Given data Start Marker

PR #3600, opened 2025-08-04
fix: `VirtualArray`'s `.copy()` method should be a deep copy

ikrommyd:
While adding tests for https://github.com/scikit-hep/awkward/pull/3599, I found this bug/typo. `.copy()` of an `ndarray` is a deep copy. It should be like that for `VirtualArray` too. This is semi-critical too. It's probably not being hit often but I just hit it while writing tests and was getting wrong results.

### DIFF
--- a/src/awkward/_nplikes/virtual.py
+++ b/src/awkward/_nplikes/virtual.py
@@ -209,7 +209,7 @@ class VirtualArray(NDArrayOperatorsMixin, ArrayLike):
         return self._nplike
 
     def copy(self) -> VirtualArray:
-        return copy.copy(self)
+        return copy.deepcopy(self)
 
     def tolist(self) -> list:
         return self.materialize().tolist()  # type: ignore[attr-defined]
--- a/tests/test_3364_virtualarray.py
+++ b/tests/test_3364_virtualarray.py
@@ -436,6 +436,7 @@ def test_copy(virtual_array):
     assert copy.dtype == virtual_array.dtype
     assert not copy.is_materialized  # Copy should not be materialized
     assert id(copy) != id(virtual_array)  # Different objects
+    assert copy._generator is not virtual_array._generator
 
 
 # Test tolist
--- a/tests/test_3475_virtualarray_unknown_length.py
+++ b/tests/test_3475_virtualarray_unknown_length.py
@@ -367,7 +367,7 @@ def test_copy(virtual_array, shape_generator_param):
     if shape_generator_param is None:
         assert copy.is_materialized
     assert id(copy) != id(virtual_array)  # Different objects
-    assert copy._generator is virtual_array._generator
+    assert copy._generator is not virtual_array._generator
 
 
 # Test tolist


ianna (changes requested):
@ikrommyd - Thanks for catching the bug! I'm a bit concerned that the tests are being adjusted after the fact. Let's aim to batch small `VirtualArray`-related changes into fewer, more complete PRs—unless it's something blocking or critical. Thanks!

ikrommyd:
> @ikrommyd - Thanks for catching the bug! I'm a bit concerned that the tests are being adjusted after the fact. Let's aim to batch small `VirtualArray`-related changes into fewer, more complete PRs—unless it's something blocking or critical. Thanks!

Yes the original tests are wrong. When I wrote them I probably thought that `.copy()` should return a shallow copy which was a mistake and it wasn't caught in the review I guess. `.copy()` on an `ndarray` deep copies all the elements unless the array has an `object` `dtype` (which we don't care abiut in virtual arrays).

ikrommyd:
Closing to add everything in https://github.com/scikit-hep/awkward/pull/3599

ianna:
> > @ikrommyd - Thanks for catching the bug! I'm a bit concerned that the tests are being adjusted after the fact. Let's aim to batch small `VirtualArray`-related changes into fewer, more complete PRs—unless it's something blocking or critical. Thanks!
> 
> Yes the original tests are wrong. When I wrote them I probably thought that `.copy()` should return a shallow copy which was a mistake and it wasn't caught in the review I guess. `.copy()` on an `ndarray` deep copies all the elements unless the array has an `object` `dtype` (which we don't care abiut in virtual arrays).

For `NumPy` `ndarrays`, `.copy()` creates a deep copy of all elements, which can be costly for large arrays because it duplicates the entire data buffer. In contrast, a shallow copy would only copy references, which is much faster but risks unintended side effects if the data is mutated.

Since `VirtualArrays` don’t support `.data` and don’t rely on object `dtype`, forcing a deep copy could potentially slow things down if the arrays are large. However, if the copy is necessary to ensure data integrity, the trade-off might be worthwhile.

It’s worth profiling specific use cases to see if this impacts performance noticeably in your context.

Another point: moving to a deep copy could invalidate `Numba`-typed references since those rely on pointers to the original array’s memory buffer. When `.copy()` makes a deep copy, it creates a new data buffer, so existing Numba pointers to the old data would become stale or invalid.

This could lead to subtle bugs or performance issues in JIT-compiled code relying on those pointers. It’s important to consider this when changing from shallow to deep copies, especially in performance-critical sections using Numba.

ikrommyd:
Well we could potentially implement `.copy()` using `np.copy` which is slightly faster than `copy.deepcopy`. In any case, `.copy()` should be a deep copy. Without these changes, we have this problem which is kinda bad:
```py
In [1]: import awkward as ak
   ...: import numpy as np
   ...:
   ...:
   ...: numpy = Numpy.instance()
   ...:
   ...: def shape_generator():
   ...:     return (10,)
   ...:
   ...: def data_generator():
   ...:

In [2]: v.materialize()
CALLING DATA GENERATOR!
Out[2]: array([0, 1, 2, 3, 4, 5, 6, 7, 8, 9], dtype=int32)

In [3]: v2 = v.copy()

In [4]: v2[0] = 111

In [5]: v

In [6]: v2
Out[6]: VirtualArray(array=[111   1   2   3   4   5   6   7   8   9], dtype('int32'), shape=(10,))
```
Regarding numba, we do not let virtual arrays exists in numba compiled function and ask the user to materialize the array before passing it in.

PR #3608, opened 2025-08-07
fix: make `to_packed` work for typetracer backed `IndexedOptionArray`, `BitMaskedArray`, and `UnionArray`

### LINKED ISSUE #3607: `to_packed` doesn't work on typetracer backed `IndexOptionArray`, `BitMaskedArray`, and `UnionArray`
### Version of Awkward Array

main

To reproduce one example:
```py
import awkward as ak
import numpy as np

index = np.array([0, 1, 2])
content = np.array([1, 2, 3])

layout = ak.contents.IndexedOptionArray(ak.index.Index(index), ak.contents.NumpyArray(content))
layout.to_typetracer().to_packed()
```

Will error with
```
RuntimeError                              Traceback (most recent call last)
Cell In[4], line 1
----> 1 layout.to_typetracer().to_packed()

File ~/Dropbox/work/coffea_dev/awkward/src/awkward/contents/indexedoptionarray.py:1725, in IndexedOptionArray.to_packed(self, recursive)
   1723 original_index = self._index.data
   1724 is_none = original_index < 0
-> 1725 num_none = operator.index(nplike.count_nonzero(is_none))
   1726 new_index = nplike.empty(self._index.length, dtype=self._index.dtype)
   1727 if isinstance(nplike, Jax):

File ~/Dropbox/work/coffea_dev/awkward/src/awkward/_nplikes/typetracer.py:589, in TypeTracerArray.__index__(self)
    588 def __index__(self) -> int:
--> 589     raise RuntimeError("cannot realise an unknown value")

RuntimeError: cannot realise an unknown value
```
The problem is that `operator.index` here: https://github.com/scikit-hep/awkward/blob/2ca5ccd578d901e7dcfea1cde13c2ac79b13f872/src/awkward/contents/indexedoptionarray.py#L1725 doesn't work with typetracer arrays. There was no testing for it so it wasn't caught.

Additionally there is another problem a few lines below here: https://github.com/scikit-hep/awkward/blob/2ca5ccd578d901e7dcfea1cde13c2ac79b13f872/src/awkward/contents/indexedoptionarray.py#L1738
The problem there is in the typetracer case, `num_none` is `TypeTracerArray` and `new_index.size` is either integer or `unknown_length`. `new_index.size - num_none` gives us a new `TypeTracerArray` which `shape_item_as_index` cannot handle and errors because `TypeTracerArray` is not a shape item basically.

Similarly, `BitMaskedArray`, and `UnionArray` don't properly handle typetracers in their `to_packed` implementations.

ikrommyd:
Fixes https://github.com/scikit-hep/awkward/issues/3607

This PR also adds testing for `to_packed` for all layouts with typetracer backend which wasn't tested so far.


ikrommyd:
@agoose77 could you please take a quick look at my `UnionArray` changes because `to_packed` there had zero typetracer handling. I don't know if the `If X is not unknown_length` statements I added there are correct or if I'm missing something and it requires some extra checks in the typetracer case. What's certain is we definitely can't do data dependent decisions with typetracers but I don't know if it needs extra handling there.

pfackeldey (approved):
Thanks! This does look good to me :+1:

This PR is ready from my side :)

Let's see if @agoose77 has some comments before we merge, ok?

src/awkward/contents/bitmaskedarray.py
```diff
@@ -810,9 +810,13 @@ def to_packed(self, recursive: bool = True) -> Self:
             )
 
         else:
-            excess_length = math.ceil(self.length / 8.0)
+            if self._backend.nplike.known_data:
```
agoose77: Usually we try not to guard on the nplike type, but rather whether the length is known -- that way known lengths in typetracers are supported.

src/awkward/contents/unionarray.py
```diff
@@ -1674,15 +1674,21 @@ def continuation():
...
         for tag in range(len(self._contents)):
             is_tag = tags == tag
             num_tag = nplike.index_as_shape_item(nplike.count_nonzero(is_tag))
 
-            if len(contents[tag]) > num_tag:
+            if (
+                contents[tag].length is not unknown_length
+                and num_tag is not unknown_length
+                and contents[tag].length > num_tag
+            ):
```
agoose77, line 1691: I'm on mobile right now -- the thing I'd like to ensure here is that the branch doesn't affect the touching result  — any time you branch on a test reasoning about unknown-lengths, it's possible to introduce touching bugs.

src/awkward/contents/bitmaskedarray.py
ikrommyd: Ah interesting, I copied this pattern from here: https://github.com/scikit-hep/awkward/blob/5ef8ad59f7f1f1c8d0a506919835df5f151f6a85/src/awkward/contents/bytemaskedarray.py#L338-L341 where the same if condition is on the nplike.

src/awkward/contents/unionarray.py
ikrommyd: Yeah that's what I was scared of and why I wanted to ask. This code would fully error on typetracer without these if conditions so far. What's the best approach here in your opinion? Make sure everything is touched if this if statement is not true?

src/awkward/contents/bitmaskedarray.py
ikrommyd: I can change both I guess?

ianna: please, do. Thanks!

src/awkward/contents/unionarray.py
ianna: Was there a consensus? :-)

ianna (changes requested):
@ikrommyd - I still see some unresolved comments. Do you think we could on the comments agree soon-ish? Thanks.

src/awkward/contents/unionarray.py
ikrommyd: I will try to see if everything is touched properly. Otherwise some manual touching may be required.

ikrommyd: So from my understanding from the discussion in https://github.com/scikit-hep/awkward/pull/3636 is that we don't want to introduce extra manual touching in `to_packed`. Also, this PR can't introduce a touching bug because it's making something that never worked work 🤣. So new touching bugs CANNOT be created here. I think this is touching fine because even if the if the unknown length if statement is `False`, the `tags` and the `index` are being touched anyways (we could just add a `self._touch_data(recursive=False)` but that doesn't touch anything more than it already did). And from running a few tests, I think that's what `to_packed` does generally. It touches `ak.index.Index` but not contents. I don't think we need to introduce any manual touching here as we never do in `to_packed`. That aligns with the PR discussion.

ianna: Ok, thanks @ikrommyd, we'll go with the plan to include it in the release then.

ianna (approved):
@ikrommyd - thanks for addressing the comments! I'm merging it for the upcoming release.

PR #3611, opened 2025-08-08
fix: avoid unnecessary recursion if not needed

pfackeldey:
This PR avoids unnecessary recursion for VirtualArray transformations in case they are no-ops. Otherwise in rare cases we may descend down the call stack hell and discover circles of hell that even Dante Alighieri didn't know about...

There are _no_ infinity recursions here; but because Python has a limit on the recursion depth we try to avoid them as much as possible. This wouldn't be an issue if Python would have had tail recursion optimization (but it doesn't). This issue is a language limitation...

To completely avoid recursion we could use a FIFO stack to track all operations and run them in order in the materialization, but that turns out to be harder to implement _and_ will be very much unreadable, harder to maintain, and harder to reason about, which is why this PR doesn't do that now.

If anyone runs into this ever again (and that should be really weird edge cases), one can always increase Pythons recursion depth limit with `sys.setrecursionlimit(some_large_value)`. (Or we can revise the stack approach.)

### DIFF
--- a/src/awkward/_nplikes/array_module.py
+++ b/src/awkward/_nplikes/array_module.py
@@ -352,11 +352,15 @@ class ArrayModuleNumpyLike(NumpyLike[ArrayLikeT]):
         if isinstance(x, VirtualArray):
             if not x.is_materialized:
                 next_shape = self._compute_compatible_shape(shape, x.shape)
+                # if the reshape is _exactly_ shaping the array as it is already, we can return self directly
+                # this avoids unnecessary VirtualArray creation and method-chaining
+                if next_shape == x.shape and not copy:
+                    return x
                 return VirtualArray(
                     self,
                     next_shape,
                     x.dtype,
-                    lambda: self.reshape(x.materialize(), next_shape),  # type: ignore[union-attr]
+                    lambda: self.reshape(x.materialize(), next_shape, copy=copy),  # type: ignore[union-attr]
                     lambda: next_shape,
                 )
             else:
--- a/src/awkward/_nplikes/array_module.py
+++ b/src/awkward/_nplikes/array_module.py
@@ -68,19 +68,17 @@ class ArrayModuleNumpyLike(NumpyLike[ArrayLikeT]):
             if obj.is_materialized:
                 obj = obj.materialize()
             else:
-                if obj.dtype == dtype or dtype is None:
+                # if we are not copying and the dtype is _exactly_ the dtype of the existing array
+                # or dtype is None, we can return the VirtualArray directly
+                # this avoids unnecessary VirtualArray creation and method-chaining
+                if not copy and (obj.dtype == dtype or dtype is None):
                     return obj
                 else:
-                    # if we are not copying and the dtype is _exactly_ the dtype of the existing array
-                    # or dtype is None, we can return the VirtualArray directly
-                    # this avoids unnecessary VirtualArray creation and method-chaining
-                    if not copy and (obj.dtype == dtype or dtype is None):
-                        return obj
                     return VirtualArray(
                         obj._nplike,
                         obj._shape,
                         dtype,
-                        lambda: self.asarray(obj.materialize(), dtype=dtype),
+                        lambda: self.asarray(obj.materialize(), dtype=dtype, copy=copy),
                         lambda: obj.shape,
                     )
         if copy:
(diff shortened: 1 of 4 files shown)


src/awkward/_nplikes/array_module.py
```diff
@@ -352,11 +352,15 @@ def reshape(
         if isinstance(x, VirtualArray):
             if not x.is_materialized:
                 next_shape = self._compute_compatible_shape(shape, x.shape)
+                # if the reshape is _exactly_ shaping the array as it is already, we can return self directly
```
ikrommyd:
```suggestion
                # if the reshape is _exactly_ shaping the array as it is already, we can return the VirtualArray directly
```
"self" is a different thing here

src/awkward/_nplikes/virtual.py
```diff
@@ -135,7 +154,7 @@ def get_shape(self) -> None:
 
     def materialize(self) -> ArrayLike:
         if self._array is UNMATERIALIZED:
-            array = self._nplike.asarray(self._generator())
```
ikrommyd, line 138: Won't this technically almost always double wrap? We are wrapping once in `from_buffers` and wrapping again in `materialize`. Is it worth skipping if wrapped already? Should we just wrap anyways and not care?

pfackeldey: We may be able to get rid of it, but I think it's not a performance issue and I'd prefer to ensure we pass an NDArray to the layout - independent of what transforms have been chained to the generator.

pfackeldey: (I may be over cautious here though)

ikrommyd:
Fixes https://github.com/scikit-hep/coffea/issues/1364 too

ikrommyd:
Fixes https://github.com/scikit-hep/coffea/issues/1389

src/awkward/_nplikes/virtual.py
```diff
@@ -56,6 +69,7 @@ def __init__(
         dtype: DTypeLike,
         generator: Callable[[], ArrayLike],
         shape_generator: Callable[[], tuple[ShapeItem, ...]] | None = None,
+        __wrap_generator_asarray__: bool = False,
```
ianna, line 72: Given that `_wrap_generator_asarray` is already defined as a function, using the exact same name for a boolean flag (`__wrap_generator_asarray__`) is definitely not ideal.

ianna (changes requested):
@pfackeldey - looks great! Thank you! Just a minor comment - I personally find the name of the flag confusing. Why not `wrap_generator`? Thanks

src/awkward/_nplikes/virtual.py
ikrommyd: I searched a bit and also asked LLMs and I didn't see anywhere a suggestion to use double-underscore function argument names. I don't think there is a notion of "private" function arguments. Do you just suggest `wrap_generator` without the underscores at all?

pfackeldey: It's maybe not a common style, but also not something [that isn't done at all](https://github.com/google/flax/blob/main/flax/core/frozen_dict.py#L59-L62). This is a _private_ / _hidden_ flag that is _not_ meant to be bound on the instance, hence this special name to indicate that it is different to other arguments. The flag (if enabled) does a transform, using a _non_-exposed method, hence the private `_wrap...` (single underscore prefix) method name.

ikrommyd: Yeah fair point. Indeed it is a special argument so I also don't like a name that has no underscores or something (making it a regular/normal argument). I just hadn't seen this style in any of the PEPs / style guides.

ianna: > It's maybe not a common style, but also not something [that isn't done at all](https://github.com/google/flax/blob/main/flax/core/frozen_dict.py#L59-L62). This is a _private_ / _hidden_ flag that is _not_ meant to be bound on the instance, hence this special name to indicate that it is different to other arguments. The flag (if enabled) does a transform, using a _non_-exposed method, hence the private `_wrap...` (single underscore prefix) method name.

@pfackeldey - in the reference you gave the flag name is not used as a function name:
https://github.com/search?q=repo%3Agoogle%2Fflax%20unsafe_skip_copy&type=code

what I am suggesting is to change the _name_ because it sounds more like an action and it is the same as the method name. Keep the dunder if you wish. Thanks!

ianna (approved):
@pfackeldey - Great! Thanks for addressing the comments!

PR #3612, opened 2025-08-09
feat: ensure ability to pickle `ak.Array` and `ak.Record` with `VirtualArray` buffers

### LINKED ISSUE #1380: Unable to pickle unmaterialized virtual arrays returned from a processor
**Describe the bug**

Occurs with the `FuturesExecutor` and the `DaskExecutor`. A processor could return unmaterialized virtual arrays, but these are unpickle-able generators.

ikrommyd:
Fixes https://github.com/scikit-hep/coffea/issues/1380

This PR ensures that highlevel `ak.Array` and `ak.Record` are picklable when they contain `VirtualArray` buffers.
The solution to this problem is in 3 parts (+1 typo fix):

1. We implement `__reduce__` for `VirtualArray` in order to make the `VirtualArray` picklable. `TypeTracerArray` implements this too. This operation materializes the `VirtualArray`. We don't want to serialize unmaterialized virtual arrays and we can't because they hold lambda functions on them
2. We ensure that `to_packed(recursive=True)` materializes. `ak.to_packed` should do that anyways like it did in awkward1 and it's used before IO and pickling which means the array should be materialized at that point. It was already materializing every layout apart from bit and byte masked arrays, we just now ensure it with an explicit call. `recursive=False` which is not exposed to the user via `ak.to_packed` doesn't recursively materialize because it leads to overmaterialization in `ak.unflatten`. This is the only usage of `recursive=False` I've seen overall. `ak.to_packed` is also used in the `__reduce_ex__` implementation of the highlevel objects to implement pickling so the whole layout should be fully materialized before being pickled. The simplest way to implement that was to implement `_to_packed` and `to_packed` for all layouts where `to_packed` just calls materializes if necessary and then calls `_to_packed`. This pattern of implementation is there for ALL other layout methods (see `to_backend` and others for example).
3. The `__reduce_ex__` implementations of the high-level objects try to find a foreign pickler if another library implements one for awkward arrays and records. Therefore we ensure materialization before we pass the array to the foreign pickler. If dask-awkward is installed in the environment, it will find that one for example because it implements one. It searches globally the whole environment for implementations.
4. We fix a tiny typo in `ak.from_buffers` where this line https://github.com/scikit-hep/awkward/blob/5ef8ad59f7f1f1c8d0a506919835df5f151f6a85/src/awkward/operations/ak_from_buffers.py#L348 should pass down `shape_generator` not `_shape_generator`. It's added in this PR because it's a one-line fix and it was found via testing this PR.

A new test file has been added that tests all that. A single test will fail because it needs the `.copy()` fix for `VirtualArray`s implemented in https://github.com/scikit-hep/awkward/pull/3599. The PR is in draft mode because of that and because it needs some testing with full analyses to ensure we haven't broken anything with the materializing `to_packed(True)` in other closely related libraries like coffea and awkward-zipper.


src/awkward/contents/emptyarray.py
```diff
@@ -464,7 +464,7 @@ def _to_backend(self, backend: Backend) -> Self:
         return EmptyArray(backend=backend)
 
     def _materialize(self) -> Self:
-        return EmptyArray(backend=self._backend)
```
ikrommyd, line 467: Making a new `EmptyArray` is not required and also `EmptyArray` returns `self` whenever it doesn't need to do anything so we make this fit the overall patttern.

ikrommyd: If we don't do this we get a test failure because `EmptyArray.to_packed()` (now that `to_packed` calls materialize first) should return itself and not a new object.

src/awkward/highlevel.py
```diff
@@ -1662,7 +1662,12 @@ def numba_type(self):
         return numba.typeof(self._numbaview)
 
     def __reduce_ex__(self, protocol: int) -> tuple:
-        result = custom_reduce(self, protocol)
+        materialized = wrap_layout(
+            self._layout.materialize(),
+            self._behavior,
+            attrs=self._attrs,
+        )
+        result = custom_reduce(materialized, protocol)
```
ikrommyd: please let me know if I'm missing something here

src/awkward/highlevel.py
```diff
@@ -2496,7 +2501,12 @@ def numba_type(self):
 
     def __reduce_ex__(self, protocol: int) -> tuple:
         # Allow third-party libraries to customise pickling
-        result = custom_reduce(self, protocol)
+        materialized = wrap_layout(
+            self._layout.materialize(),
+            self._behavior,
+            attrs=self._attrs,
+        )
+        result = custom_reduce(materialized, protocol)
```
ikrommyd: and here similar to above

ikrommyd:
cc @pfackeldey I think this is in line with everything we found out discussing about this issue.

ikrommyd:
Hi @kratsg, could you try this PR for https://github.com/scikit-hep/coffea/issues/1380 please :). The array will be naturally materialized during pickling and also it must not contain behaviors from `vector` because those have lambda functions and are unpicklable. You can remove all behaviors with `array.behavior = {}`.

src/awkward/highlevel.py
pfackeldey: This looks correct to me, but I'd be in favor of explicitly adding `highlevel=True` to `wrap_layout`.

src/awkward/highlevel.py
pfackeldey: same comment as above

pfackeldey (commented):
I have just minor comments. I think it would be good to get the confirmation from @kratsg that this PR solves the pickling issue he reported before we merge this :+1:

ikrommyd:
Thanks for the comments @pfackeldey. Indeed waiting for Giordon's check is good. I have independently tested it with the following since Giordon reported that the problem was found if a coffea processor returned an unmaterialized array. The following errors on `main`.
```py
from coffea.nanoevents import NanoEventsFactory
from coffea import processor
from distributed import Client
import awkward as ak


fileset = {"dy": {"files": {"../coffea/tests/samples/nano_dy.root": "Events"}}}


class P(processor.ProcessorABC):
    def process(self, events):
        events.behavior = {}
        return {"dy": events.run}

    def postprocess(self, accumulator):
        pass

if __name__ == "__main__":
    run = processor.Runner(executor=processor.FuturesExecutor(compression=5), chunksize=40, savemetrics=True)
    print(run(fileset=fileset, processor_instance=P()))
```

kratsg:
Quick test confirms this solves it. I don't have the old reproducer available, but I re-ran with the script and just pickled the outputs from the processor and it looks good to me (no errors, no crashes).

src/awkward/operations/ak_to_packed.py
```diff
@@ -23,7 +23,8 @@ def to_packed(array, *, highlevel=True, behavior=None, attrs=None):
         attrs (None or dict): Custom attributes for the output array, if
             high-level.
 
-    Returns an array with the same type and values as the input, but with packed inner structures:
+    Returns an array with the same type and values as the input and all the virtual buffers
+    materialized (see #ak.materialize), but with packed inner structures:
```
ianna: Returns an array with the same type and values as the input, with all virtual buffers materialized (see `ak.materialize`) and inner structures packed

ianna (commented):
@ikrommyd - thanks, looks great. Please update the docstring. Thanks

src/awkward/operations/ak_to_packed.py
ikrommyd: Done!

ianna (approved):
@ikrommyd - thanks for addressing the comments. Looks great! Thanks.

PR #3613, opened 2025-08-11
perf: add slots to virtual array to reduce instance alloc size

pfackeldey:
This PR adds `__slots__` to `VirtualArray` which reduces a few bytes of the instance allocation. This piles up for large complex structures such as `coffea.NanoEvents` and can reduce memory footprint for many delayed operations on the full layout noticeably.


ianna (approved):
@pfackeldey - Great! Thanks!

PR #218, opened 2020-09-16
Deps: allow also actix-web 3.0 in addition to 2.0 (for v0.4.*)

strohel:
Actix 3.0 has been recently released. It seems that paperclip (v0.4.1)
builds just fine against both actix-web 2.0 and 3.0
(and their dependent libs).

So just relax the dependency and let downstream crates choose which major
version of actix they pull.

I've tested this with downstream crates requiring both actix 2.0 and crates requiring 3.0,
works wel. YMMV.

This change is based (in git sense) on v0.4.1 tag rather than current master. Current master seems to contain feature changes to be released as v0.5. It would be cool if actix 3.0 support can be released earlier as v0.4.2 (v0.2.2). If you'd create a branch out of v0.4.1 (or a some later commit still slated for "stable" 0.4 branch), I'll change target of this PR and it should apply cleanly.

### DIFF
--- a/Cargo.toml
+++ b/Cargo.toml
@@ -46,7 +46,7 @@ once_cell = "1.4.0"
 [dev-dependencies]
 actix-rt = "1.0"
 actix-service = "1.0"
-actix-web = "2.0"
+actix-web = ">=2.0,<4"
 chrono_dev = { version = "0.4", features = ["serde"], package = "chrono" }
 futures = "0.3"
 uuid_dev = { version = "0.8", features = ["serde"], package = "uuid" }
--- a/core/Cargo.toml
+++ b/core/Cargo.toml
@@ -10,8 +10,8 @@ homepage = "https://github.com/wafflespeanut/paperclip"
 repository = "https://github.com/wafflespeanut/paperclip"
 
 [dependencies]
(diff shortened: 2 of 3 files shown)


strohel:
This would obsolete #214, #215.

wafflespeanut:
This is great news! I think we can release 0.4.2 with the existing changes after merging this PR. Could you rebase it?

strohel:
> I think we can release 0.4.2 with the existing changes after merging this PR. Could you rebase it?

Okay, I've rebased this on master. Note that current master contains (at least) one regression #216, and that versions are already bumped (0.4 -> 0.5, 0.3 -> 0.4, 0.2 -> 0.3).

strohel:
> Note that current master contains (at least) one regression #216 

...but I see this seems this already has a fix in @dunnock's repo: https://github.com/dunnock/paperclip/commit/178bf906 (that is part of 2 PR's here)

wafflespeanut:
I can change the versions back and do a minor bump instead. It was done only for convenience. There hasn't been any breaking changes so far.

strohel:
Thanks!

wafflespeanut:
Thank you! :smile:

Given data End Marker

▶ **Instructions for the task**
Reproduce only the lines above, starting at the line with "agree soon-ish? Thanks." and ending at the line with "There are _no_", exactly as written.

▶ **Reply**
@ikrommyd - I still see some unresolved comments. Do you think we could on the comments agree soon-ish? Thanks.

src/awkward/contents/unionarray.py
ikrommyd: I will try to see if everything is touched properly. Otherwise some manual touching may be required.

ikrommyd: So from my understanding from the discussion in https://github.com/scikit-hep/awkward/pull/3636 is that we don't want to introduce extra manual touching in `to_packed`. Also, this PR can't introduce a touching bug because it's making something that never worked work 🤣. So new touching bugs CANNOT be created here. I think this is touching fine because even if the if the unknown length if statement is `False`, the `tags` and the `index` are being touched anyways (we could just add a `self._touch_data(recursive=False)` but that doesn't touch anything more than it already did). And from running a few tests, I think that's what `to_packed` does generally. It touches `ak.index.Index` but not contents. I don't think we need to introduce any manual touching here as we never do in `to_packed`. That aligns with the PR discussion.

ianna: Ok, thanks @ikrommyd, we'll go with the plan to include it in the release then.

ianna (approved):
@ikrommyd - thanks for addressing the comments! I'm merging it for the upcoming release.

PR #3611, opened 2025-08-08
fix: avoid unnecessary recursion if not needed

pfackeldey:
This PR avoids unnecessary recursion for VirtualArray transformations in case they are no-ops. Otherwise in rare cases we may descend down the call stack hell and discover circles of hell that even Dante Alighieri didn't know about...

There are _no_ infinity recursions here; but because Python has a limit on the recursion depth we try to avoid them as much as possible. This wouldn't be an issue if Python would have had tail recursion optimization (but it doesn't). This issue is a language limitation...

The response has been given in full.